At last March’s Technology, Entertainment, Design (TED) conference in Monterey, CA, a summit that’s been described as “Davos for the digerati,” the calm-voiced software architect from Microsoft began his demonstration abruptly, navigating rapidly across a sea of images displayed on a large screen. Using Seadragon, a technology that enables smooth, speedy exploration of large sets of text and image data, he dove effortlessly into a 300-megapixel map, zooming in to reveal a date stamp from the Library of Congress in one corner. Then he turned to an image that looked like a bar code but was actually the complete text of Charles Dickens’s Bleak House, zooming in until two crisp-edged typeset characters filled the screen, before breezily reverse-zooming back to the giant quilt of text and images.
Microsoft had acquired Seadragon the previous year–and with it the presenter, Blaise Agüera y Arcas. But Agüera y Arcas had not come to TED just to show off Seadragon. Soon he cut to a panorama tiled together from photos of the Canadian Rockies; the mosaic shifted as he panned across it, revealing a dramatic ridgeline. Next came an aerial view of what appeared to be a model of a familiar building: Notre Dame Cathedral. The model, Agüera y Arcas explained, had been assembled from hundreds of separate images gathered from Flickr. It was a “point cloud”–a set of points in three-dimensional space.
As he talked, Agüera y Arcas navigated teasingly around the periphery of Notre Dame, which repeatedly came alive and dimmed again. The effect of hurtling through shifting images and focal points was softened by subtle transitional effects. It felt like a deliberately slowed reel of frame-by-frame animation; the effect was jolting. The crowd watched in wonder as Agüera y Arcas pushed deeper into the front view of the building’s archway, ending with a tight close-up of a gargoyle. Some of the images the technology had drawn on were not even strictly photographic: it had searched Flickr for all relevant images, including a poster of the cathedral. What Agüera y Arcas was demonstrating wasn’t video, but neither was it merely a collection of photos, even a gargantuan one. It was also like a map, but an immersive one animated by the dream logic of blurring shapes and shifting perspectives.

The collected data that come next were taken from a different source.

PR #52, opened 2024-05-31
Feat/improve is valid

redur:
**Improve is_valid criterion.**

The noise check within the is_valid criterion is now adjusted to check
short depth columns (i.e. few entries) more strictly than longer depth columns (i.e. more entries).
This is achieved by applying a quadratic behavior onto the number of entries.

F1 improvement on Zurich dataset by 0.6%.
Similar F1 on geoquat dataset.

### DIFF
--- a/src/stratigraphy/util/find_depth_columns.py
+++ b/src/stratigraphy/util/find_depth_columns.py
@@ -26,6 +26,8 @@ def depth_column_entries(all_words: list[TextWord], include_splits: bool) -> lis
         try:
             input_string = word.text.strip().replace(",", ".")
             regex = re.compile(r"^-?\.?([0-9]+(\.[0-9]+)?)[müMN\\.]*$")
+            # numbers such as '.40' are not supported. The reason is that sometimes the OCR
+            # recognizes a '-' as a '.' and we just ommit the leading '.' to avoid this issue.
             match = regex.match(input_string)
             if match:
                 value = value_as_float(match.group(1))
--- a/src/stratigraphy/util/find_depth_columns.py
+++ b/src/stratigraphy/util/find_depth_columns.py
@@ -25,7 +25,7 @@ def depth_column_entries(all_words: list[TextWord], include_splits: bool) -> lis
     for word in sorted(all_words, key=lambda word: word.rect.y0):
         try:
             input_string = word.text.strip().replace(",", ".")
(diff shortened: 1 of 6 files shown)


src/stratigraphy/util/find_depth_columns.py
```diff
@@ -25,7 +25,7 @@ def depth_column_entries(all_words: list[TextWord], include_splits: bool) -> lis
     for word in sorted(all_words, key=lambda word: word.rect.y0):
         try:
             input_string = word.text.strip().replace(",", ".")
-            regex = re.compile(r"^-?([0-9]+(\.[0-9]+)?)[müMN\\.]*$")
+            regex = re.compile(r"^-?\.?([0-9]+(\.[0-9]+)?)[müMN\\.]*$")
```
redur, line 28: We now support numbers such as `.40` that sometimes occur.

src/stratigraphy/util/language_detection.py
```diff
@@ -36,8 +36,8 @@ def detect_language_of_document(doc: fitz.Document) -> str:
     try:
         language = detect(text)
     except LangDetectException:
-        language = "de"
+        language = "de"  # TODO: default language should be read from config
```
redur, line 39: This is bothering me for the moment. Right now you need to adjust the code to extend the extraction to other languages. This should be doable from the config files. I believe there are other places where language is hard-coded in form of keywords. (e.g. coordinate extraction)

 I will open an issue for it.

src/stratigraphy/util/find_depth_columns.py
stijnvermeeren-swisstopo: The input `.40` is now extracted with value `40`, not as `0.40`. Is that really what we want?

I would also suggest adding this as a test case in `test_find_depth_columns.py`.

stijnvermeeren-swisstopo (changes requested):

src/stratigraphy/util/find_depth_columns.py
redur: I checked again, and actually it's rather that sometimes a '-' is recognized as a '.' in older borehole profiles that have this "handwritten style". Then the behavior is totally desired.

But I also found an occurrence of '.80'. See here: A531.pdf

For our dataset, it is for now better to use the current behaviour.

stijnvermeeren-swisstopo (approved):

This was Photosynth–a technology that analyzes related images and links them together to re-create physical environments in a dazzling virtual space. The technology creates a “metaverse,” Agüera y Arcas said (for more on the nascent blending of mapping technologies like Google Earth and the fantastic realms of games like Second Life, see “Second Earth,” July/August 2007); but it also constitutes the “long tail” of Virtual Earth, Microsoft’s competitor to Google Earth, because of its ability to draw from and contribute to the wealth of local mapping and image data available online. It could provide “immensely rich virtual models of every interesting part of the earth,” he said, “collected not just from overhead flights and from satellite images and so on, but from the collective memory.” At which point the presentation ended as abruptly as it had begun some six minutes earlier. Agüera y Arcas’s concluding statement met with a thunder of applause.
Beyond Image Stitching
Photosynth was born from what Agüera y Arcas calls the marriage of Seadragon and Photo Tourism, a Microsoft project intended to revolutionize the way photo sets are packaged and displayed. Photo Tourism had begun as the doctoral thesis of a zealous 26-year-old University of Washington graduate student named Noah Snavely. One of Snavely’s advisors was Rick Szeliski, a computer-vision researcher at Microsoft Research, the company’s R&D arm. “I described the need for the good elements of a strong slide show, like great composition,” recalls Szeliski, whose earlier work at Microsoft had helped develop the image-stitching technology now commonly used in digital cameras to fill a wider or taller frame. He also sought fluidity between images and a sense of interactivity in viewing them.